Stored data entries
PR #5155, opened 2017-01-12
Trivial cleanup for flattenClasses

noakesmichael:
I happened to glance at flattenClasses.cpp and noted a trivial use of Vec;
   1) Collect a subset of TypeSymbols in to a Vec
   2) Process the Vec

I thought I would spend 60 seconds converting the Vec to a std::vector but 30 seconds
in to the effort I realized that the real "problem" is that there's no need to run two loops
at all.

Reduced to a single loop

Full paratest with --verify on linux64-single-locale and linux64-gasnet

### DIFF
--- a/compiler/passes/flattenClasses.cpp
+++ b/compiler/passes/flattenClasses.cpp
@@ -1,15 +1,15 @@
 /*
  * Copyright 2004-2017 Cray Inc.
  * Other additional copyright holders may be indicated within.
- * 
+ *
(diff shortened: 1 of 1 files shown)


benharsh:
Looks good to me 👍

noakesmichael:
Thanks Ben.

Mike




On Jan 11, 2017, at 5:51 PM, Ben Harshbarger <notifications@github.com<mailto:notifications@github.com>> wrote:


Looks good to me 👍

PR #5156, opened 2017-01-12
Revised solution to PR 5153

noakesmichael:
Parsing a primary type method corrupted the type of the "this" ArgSymbol.
This resulted in a resolution failure for certain simple programs.  The first
solution for this error added code to the end of parsing to undo the
corruption.

The first commit reverts the changes to cleanup and fixes the root cause.

The second commit does some "whitespace" cleanup to the neighboring
code in type.cpp

Full paratest with --verify on linux64

### DIFF
--- a/compiler/AST/type.cpp
+++ b/compiler/AST/type.cpp
@@ -554,37 +554,58 @@ AggregateType::copyInner(SymbolMap* map) {
 }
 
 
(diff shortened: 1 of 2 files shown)


daviditen:
Thanks for the improvement.  This looks good.

PR #5157, opened 2017-01-12
Refactor rectangular I/O into a helper routine

bradcray:
This has been a longstanding change that I've carried around in
the various array view branches and which has been one of the
hardest to maintain.  Here, I'm pulling it out into its own PR
to see if I can get it onto master sooner.

The idea here is that a lot of printing of rectangular arrays
is reasonably independent of whether it's a default rectangular
array, a slice, a reindexed array, etc.  So to avoid repeating
that logic for each domain map, create a helper routine that
takes in the input/output stream, the array, and the domain
representing what should be printed and then just do what we
normally do.


mppf:
Looks good to me.

PR #5131, opened 2017-01-09
Use comm primitive in ISx study version

benharsh:
Optimize ISx communication by using a chpl_comm_array_put primitive instead of sliced assignment.

PR #5159, opened 2017-01-12
Perf annotations & label corrections

ben-albrecht:
## Annotations

* Replace temporary array in BlockCycDist with tuple (#5139)
* Move the multi-ddata metadata fields, checking cache effects for 'flat'. (#5145)
* Use comm primitive in ISx study version (#5131)

## Corrections

- Add ylabel `Time (seconds)` for NPBs
- Correct Spiral FFT ylabel to time instead of MFLOP/s

### DIFF
--- a/test/ANNOTATIONS.yaml
+++ b/test/ANNOTATIONS.yaml
@@ -216,6 +216,8 @@ all:
       config: 16 node XC
   12/22/16:
     - multi-ddata (#5047)
+  01/11/17:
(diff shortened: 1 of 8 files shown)


benharsh:
👍

bradcray:
@ben-albrecht : My impression was that fft was actually measuring microseconds and was suggesting the label should be "Time (ms)"... did you find otherwise?

ben-albrecht:
@bradcray -- thanks for double checking. I did not notice that originally. It should actually be "Time (us)" for microseconds. I'll correct that.

PR #5929, opened 2017-04-03
Fix rank changes with mixed stride

bradcray:
@tmacd9 sent a code indicating that we'd lost the ability to mix ranges of different stridable-ness between 1.14 and now as a result of the array view rewrite for how we do rank-change.  This PR fixes that issue and also does a code clarification requested by @mppf in his review of array views that I didn't have the chance to tackle until now.

The root cause of the problem was that the recursive routine that gathered all of the ranges used to represent the upward-facing domain for a rank-change expression created a mix of stridable and non-stridable ranges even though in practice all of a domain's ranges must share the same stridable-ness.  I didn't think that I had changed this behavior since the 1.14 release, but must be mistaken.  As a result, if a rank-change slice contained some stridable and some non-stridable ranges, things would break downstream.

The fix here is to pre-compute a shared type for the upward-facing ranges prior to computing them, by examining all of the rank-change slice arguments and seeing whether any of the range arguments are stridable.  If they are, or if the original domain was stridable, the whole upward-facing domain should be and we can declare its ranges as such.

In implementing this fix, I removed a complicated recursive routine that had been used to gather these ranges and replaced them with a recursive routine that counts the number of ranges, a declaration of the tuple-of-range type, and a more straightforward assignment to the tuple elements as part of a (pre-existing) iterative loop over the rank-change arguments.

I also added TMac's motivating test to prevent a slip like this from occurring again.

TODO:
- [x] linux64 testing
- [x] gasnet testing


modules/internal/ChapelArray.chpl
```diff
@@ -3100,13 +3105,33 @@ module ChapelArray {
...
+  }
+
+  // the following pair of routines counts the number of ranges in its
+  // argument list and is used for rank-change slices
+  proc chpl__countRanges(arg) param {
+    return isRangeValue(arg):int;
+  }
+
+  proc chpl__countRanges(arg, args...) param {
+    return chpl__countRanges(arg):int + chpl__countRanges((...args));
```
mppf: It seems odd to me that this :int cast is necessary here, since the above 1-arg routine clearly returns an int.

modules/internal/ChapelArray.chpl
```diff
@@ -3147,38 +3172,6 @@ module ChapelArray {
...
-        if isRange(args(dim)) {
-          const newRange = downdom.dsiDim(dim)[args(dim)]; // intersect ranges
-          return ((...x), newRange);
-        } else {
-          return x;
-        }
-      }
-    }
-  }
-
```
mppf: 👍

mppf:
I think this is great, strictly from a code clean-up perspective. Since it fixes a bug, all the better!

modules/internal/ChapelArray.chpl
bradcray: Oh, good catch.  This used to be the same isRange call which is why it's there...

bradcray:
@awallace-cray: Sorry for the delay -- this is ready to be promoted to the release branch now.

PR #5931, opened 2017-04-03
Scope update

noakesmichael:
Work on initializers provoked me to look as some "normalization" code for methods that's
currently tucked in to one of the inner loops of scope resolution.   The surrounding code
seems to me to be unreasonably/unnecessarily convoluted.

This PR refactors that portion of scope-resolve a) on principle b) to support possible next
steps for initializers.

This PR does not / should not change the behavior of any Chapel program.  The PR consists
of a relatively large number of relatively small commits in order to simplify the task of confirming
that the business logic is unchanged.

Compiled with/without CHPL_DEVELOPER on clang/darwin and gcc/linux.

Also compiled with CHPL_LLVM=llvm as I made trivial changes to some code inside a LLVM
guard in scopeResolve.cpp

Standard single-locale paratest on linux64 with -futures and then with --llvm

### DIFF
--- a/compiler/passes/scopeResolve.cpp
+++ b/compiler/passes/scopeResolve.cpp
@@ -1742,17 +1742,17 @@ static void insertFieldAccess(FnSymbol*          method,
   const char* name      = usymExpr->unresolved;
   Type*       type      = method->_this->type;
   int         nestDepth = computeNestedDepth(name, type);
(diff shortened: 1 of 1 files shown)


lydia-duncan:
Man, some of that code was pretty crufty.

** WHAT THE EXERCISE ASKS **
Report each line above containing the string "counts".

** RESPONSE **
In implementing this fix, I removed a complicated recursive routine that had been used to gather these ranges and replaced them with a recursive routine that counts the number of ranges, a declaration of the tuple-of-range type, and a more straightforward assignment to the tuple elements as part of a (pre-existing) iterative loop over the rank-change arguments.
+  // the following pair of routines counts the number of ranges in its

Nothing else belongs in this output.